Exercise input section start

PR #4735, opened 2026-09-16
feat: Creates Service Account without an initial secret when secret_expires_after_hours is omitted

EspenAlbert:
## Description

`mongodbatlas_service_account` could not create a Service Account without a bootstrap secret. PR [#4727](https://github.com/mongodb/terraform-provider-mongodbatlas/pull/4727) exposed a new `without_initial_secret` attribute to do it. Review asked whether the flag is needed at all.

This PR takes the alternative approach: no new attribute. Omitting `secret_expires_after_hours` is the signal for "create without a bootstrap secret", and the provider sets `withoutInitialSecret: true` on the POST body for you.

## Approach

- `tools/codegen/config.yml` ignores `without_initial_secret` in the resource schema. Users never see it and it never lands in state.
- `internal/serviceapi/serviceaccount/resource_custom_hooks.go` drops the `RequestOnlyRequiredOnCreate` plan modifier from `secret_expires_after_hours`, so omission is valid on create. `CreateOnly` stays, so changing the hours after creation still fails.
- The same file adds `PreCreateAPICall`, which sets `withoutInitialSecret: true` when `secretExpiresAfterHours` is absent from the body. A decode or marshal error returns the original body so the API fails on it instead of silently creating an account with a bootstrap secret.

Empty `secrets` is the only signal that an account was created without a secret. Import and re-plan show `No changes`, matching the existing behavior for `secret_expires_after_hours`.

## Trade-off

Removing the guardrail means a forgotten `secret_expires_after_hours` now creates an account with no bootstrap secret instead of failing the plan. That is the accepted decision: omission is documented as the recommended flow, which leads customers away from managing an org-owned bootstrap secret in Terraform state.

## API spec

The tracked OpenAPI spec in `tools/codegen/atlasapispec/` is stale for both `withoutInitialSecret` and `systemManaged`. No refreshed spec is part of this PR: the upstream dev spec is a local input only, and both the raw and flattened spec files stay at HEAD. The flow used:

```sh
make autogen-update-api-spec spec_source=/tmp/upstream-v2-dev.yaml   # local spec only
make autogen-generate-resources resource_name=service_account step=model-gen
make autogen-generate-resources resource_name=service_account step=code-gen
git checkout -- tools/codegen/atlasapispec/                          # keep the spec out of the PR
```

Regenerating against the committed spec instead would drop `system_managed`, so `step=model-gen` is only valid with the refreshed local spec. Both `model-gen` and `code-gen` are idempotent under the flow above.

## Notes for reviewers

- PR [#4727](https://github.com/mongodb/terraform-provider-mongodbatlas/pull/4727) is left open as the explicit-flag alternative. The two cannot both expose a `without_initial_secret` attribute. This PR does not touch it.
- Follow-up work, not in this PR: applying the same behavior to `mongodbatlas_project_service_account` for project-level parity, and updating the [Service Account Secret Rotation guide](https://github.com/mongodb/terraform-provider-mongodbatlas/blob/master/docs/guides/service-account-secret-rotation.md) to cover the no-initial-secret flow.
- The `resource_custom_hooks.go` schema hook compares plan modifier types with `reflect.TypeOf` rather than an interface assertion. `customplanmodifier.RequestOnlyRequiredOnCreateModifier` and `CreateOnlyModifier` have identical method sets, so an assertion matches both and silently drops `CreateOnly` as well.

## Type of change:

## Required Checklist:


EspenAlbert:
decided to stick with the optional-only approach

Exercise input section end

§ Assigned task
Transcribe every record above exactly as it appears.

§ The answer
PR #4735, opened 2026-09-16
feat: Creates Service Account without an initial secret when secret_expires_after_hours is omitted

EspenAlbert:
## Description

`mongodbatlas_service_account` could not create a Service Account without a bootstrap secret. PR [#4727](https://github.com/mongodb/terraform-provider-mongodbatlas/pull/4727) exposed a new `without_initial_secret` attribute to do it. Review asked whether the flag is needed at all.

This PR takes the alternative approach: no new attribute. Omitting `secret_expires_after_hours` is the signal for "create without a bootstrap secret", and the provider sets `withoutInitialSecret: true` on the POST body for you.

## Approach

- `tools/codegen/config.yml` ignores `without_initial_secret` in the resource schema. Users never see it and it never lands in state.
- `internal/serviceapi/serviceaccount/resource_custom_hooks.go` drops the `RequestOnlyRequiredOnCreate` plan modifier from `secret_expires_after_hours`, so omission is valid on create. `CreateOnly` stays, so changing the hours after creation still fails.
- The same file adds `PreCreateAPICall`, which sets `withoutInitialSecret: true` when `secretExpiresAfterHours` is absent from the body. A decode or marshal error returns the original body so the API fails on it instead of silently creating an account with a bootstrap secret.

Empty `secrets` is the only signal that an account was created without a secret. Import and re-plan show `No changes`, matching the existing behavior for `secret_expires_after_hours`.

## Trade-off

Removing the guardrail means a forgotten `secret_expires_after_hours` now creates an account with no bootstrap secret instead of failing the plan. That is the accepted decision: omission is documented as the recommended flow, which leads customers away from managing an org-owned bootstrap secret in Terraform state.

## API spec

The tracked OpenAPI spec in `tools/codegen/atlasapispec/` is stale for both `withoutInitialSecret` and `systemManaged`. No refreshed spec is part of this PR: the upstream dev spec is a local input only, and both the raw and flattened spec files stay at HEAD. The flow used:

```sh
make autogen-update-api-spec spec_source=/tmp/upstream-v2-dev.yaml   # local spec only
make autogen-generate-resources resource_name=service_account step=model-gen
make autogen-generate-resources resource_name=service_account step=code-gen
git checkout -- tools/codegen/atlasapispec/                          # keep the spec out of the PR
```

Regenerating against the committed spec instead would drop `system_managed`, so `step=model-gen` is only valid with the refreshed local spec. Both `model-gen` and `code-gen` are idempotent under the flow above.

## Notes for reviewers

- PR [#4727](https://github.com/mongodb/terraform-provider-mongodbatlas/pull/4727) is left open as the explicit-flag alternative. The two cannot both expose a `without_initial_secret` attribute. This PR does not touch it.
- Follow-up work, not in this PR: applying the same behavior to `mongodbatlas_project_service_account` for project-level parity, and updating the [Service Account Secret Rotation guide](https://github.com/mongodb/terraform-provider-mongodbatlas/blob/master/docs/guides/service-account-secret-rotation.md) to cover the no-initial-secret flow.
- The `resource_custom_hooks.go` schema hook compares plan modifier types with `reflect.TypeOf` rather than an interface assertion. `customplanmodifier.RequestOnlyRequiredOnCreateModifier` and `CreateOnlyModifier` have identical method sets, so an assertion matches both and silently drops `CreateOnly` as well.

## Type of change:

## Required Checklist:


EspenAlbert:
decided to stick with the optional-only approach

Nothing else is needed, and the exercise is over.